(Record excerpts)

Issue #183, opened 2021-06-05
List of hindrances when starting to develop


mbercx:
When starting to develop after running:

```
./run.sh 8888 ~/aiidalab
```

I run into a list of hindrances before I can really get to work. I'll keep track of them here. Not sure if these can be "fixed", but the steps to resolve them an get to work should be documented. Or a different pathway to starting to develop should be explained or easy to find.

- [x] Although the `apps` are installed in the `~/aiidalab` directory and hence easily accessible, you still have to change the ownership to your user before you can start adapting them or using e.g. git commands:
   ```
  (qeapp) mbercx@theospc46:~/aiidalab$ ls -l
  total 4
  drwxrwxr-x 5 administrator administrator 4096 Jun  5 09:49 apps
  ```
  Once I run:
  ```
  sudo chown -R mbercx:administrator apps/
  ```
  I'm in business! Maybe we can change the ownership in the setup?
- [x] For future releases that ship with the `aiidalab-qe-workchain`: immediately install this package in editable mode. This is really just for yours truly, but would be nice if I could skip the step to have to log in as root and do this. 😁 
- [x] Although upon initial deployment, the link+token is outputted so I can get to work right away, when I restart my computer for example I need to give the token again when I log in. If I hadn't kept this somewhere, I wouldn't really know how to proceed, except for restart the deployment.
- [x] The docker container now has a default generated name like `strange_dewdney` or `heuristic_wiles`. Is there a reason not to specify this name?

PS: I thought there were more when I first started opening this issue, but seems I just messed up a lot when I last set up this dev environment. 😅  Will still add anything I can think of to make the dev process smoother here.

csadorf:
>  Although the apps are installed in the ~/aiidalab directory and hence easily accessible, you still have to change the ownership to your user before you can start adapting them or using e.g. git commands: 

The `~/aiidalab` directory (or whatever path you choose) is a bind mount and docker changes the ownership. It might be possible to prevent that, but I would need to look into how.

> For future releases that ship with the aiidalab-qe-workchain: immediately install this package in editable mode. This is really just for yours truly, but would be nice if I could skip the step to have to log in as root and do this.

I don't think there is a way around this, since for users of the app, the work chain must be installed independent of the app. Otherwise any update or re-installation of the app would break the environment.

ltalirz:
docker container name fixed in 3977b7632775358a7239e146608921e1ce41d863 (name is `aiidalab`)

[...]

PR #203, opened 2021-09-15
Remove `CONTARINER_NAME` variable from run.sh

yakutovicha:
The containers must always have different name, otherwise they
wouldn't start.

### DIFF
--- a/run.sh
+++ b/run.sh
@@ -153,13 +153,12 @@ if [ "${_arg_build}" == "on" ]; then
 fi
 
 echo "Launching the container..."
-CONTAINER_NAME=aiidalab
-CONTAINER_ID=`docker run -d -p "${_arg_port}:8888" -e JUPYTER_TOKEN="${_arg_token}" -v "${_arg_home_dir}:/home/aiida" --name ${CONTAINER_NAME} "${_arg_image}"`
+CONTAINER_ID=`docker run -d -p "${_arg_port}:8888" -e JUPYTER_TOKEN="${_arg_token}" -v "${_arg_home_dir}:/home/aiida" "${_arg_image}"`
 
-echo "Waiting for container '${CONTAINER_NAME}' to start..."
+echo "Waiting for container to start..."
 docker exec --tty ${CONTAINER_ID} wait-for-services
 
-echo "Container '${CONTAINER_NAME}' started successfully."
+echo "Container started successfully."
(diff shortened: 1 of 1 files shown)


ltalirz:
This was done in response to a request by @mbercx , see https://github.com/aiidalab/aiidalab-docker-stack/issues/183

In his use case, I guess only one container is ever needed at a given time.

Is the `./run.sh` also used by the jupyterhub installations?

Perhaps we could add a `--name` argument to the runscript that names the container only if specified.

csadorf (changes requested):
The use case of starting multiple containers appears less safe and likely to me than explicitly setting a different name when desired. What happens when both containers mount the same home directory?

I would instead suggest to make the name an optional parameters which a user can set to a different value when desired, e.g., when they want to start more than one container.

yakutovicha:
> The use case of starting multiple containers appears less safe and likely to me than explicitly setting a different name when desired

I think I didn't explain the issue properly. The thing is: even if the container with "aiidalab" name is stopped, starting another one with the same name wouldn't be possible.

ltalirz:
> I think I didn't explain the issue properly. The thing is: even if the container with "aiidalab" name is stopped, starting another one with the same name wouldn't be possible.

You just explain to people that they remove the container with `docker rm -f aiidalab` , see https://github.com/aiidalab/aiidalab/pull/214

csadorf:
As I had pointed out before, I would suggest that we adopt the aiidalab-docker-stack-demo model with a docker-compose.yml and control script. It's more easily configurable and avoids a lot of these issues or at least makes them easier to deal with.

ltalirz:
I've had a look at the repo docker-stack-demo and the docker-compose approach looks good to me.

Ideally, we could maintain that here in the docker-stack repo; switching to the docker-stack-demo should then just be changing one variable.

yakutovicha:
Thanks to both. I agree that we should probably adopt the docker-compose approach here. I also agree that when running multiple containers at the same time user should be requested to provide a new name explicitly.

The only thing I would like to comment on is this statement:

> You should only stop the container if you plan restarting it.

I sometimes stop the containers when the machine is overloaded or I just switch off my computer. The only thing I would like to avoid is a message like "Sorry, I cannot start the 'aiidalab' container" because it already exists.

yakutovicha:
superseded by #217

(End Record excerpts)

Copy every entry exactly as it is given.

Issue #183, opened 2021-06-05
List of hindrances when starting to develop


mbercx:
When starting to develop after running:

```
./run.sh 8888 ~/aiidalab
```

I run into a list of hindrances before I can really get to work. I'll keep track of them here. Not sure if these can be "fixed", but the steps to resolve them an get to work should be documented. Or a different pathway to starting to develop should be explained or easy to find.

- [x] Although the `apps` are installed in the `~/aiidalab` directory and hence easily accessible, you still have to change the ownership to your user before you can start adapting them or using e.g. git commands:
   ```
  (qeapp) mbercx@theospc46:~/aiidalab$ ls -l
  total 4
  drwxrwxr-x 5 administrator administrator 4096 Jun  5 09:49 apps
  ```
  Once I run:
  ```
  sudo chown -R mbercx:administrator apps/
  ```
  I'm in business! Maybe we can change the ownership in the setup?
- [x] For future releases that ship with the `aiidalab-qe-workchain`: immediately install this package in editable mode. This is really just for yours truly, but would be nice if I could skip the step to have to log in as root and do this. 😁 
- [x] Although upon initial deployment, the link+token is outputted so I can get to work right away, when I restart my computer for example I need to give the token again when I log in. If I hadn't kept this somewhere, I wouldn't really know how to proceed, except for restart the deployment.
- [x] The docker container now has a default generated name like `strange_dewdney` or `heuristic_wiles`. Is there a reason not to specify this name?

PS: I thought there were more when I first started opening this issue, but seems I just messed up a lot when I last set up this dev environment. 😅  Will still add anything I can think of to make the dev process smoother here.

csadorf:
>  Although the apps are installed in the ~/aiidalab directory and hence easily accessible, you still have to change the ownership to your user before you can start adapting them or using e.g. git commands: 

The `~/aiidalab` directory (or whatever path you choose) is a bind mount and docker changes the ownership. It might be possible to prevent that, but I would need to look into how.

> For future releases that ship with the aiidalab-qe-workchain: immediately install this package in editable mode. This is really just for yours truly, but would be nice if I could skip the step to have to log in as root and do this.

I don't think there is a way around this, since for users of the app, the work chain must be installed independent of the app. Otherwise any update or re-installation of the app would break the environment.

ltalirz:
docker container name fixed in 3977b7632775358a7239e146608921e1ce41d863 (name is `aiidalab`)

[...]

PR #203, opened 2021-09-15
Remove `CONTARINER_NAME` variable from run.sh

yakutovicha:
The containers must always have different name, otherwise they
wouldn't start.

### DIFF
--- a/run.sh
+++ b/run.sh
@@ -153,13 +153,12 @@ if [ "${_arg_build}" == "on" ]; then
 fi
 
 echo "Launching the container..."
-CONTAINER_NAME=aiidalab
-CONTAINER_ID=`docker run -d -p "${_arg_port}:8888" -e JUPYTER_TOKEN="${_arg_token}" -v "${_arg_home_dir}:/home/aiida" --name ${CONTAINER_NAME} "${_arg_image}"`
+CONTAINER_ID=`docker run -d -p "${_arg_port}:8888" -e JUPYTER_TOKEN="${_arg_token}" -v "${_arg_home_dir}:/home/aiida" "${_arg_image}"`
 
-echo "Waiting for container '${CONTAINER_NAME}' to start..."
+echo "Waiting for container to start..."
 docker exec --tty ${CONTAINER_ID} wait-for-services
 
-echo "Container '${CONTAINER_NAME}' started successfully."
+echo "Container started successfully."
(diff shortened: 1 of 1 files shown)


ltalirz:
This was done in response to a request by @mbercx , see https://github.com/aiidalab/aiidalab-docker-stack/issues/183

In his use case, I guess only one container is ever needed at a given time.

Is the `./run.sh` also used by the jupyterhub installations?

Perhaps we could add a `--name` argument to the runscript that names the container only if specified.

csadorf (changes requested):
The use case of starting multiple containers appears less safe and likely to me than explicitly setting a different name when desired. What happens when both containers mount the same home directory?

I would instead suggest to make the name an optional parameters which a user can set to a different value when desired, e.g., when they want to start more than one container.

yakutovicha:
> The use case of starting multiple containers appears less safe and likely to me than explicitly setting a different name when desired

I think I didn't explain the issue properly. The thing is: even if the container with "aiidalab" name is stopped, starting another one with the same name wouldn't be possible.

ltalirz:
> I think I didn't explain the issue properly. The thing is: even if the container with "aiidalab" name is stopped, starting another one with the same name wouldn't be possible.

You just explain to people that they remove the container with `docker rm -f aiidalab` , see https://github.com/aiidalab/aiidalab/pull/214

csadorf:
As I had pointed out before, I would suggest that we adopt the aiidalab-docker-stack-demo model with a docker-compose.yml and control script. It's more easily configurable and avoids a lot of these issues or at least makes them easier to deal with.

ltalirz:
I've had a look at the repo docker-stack-demo and the docker-compose approach looks good to me.

Ideally, we could maintain that here in the docker-stack repo; switching to the docker-stack-demo should then just be changing one variable.

yakutovicha:
Thanks to both. I agree that we should probably adopt the docker-compose approach here. I also agree that when running multiple containers at the same time user should be requested to provide a new name explicitly.

The only thing I would like to comment on is this statement:

> You should only stop the container if you plan restarting it.

I sometimes stop the containers when the machine is overloaded or I just switch off my computer. The only thing I would like to avoid is a message like "Sorry, I cannot start the 'aiidalab' container" because it already exists.

yakutovicha:
superseded by #217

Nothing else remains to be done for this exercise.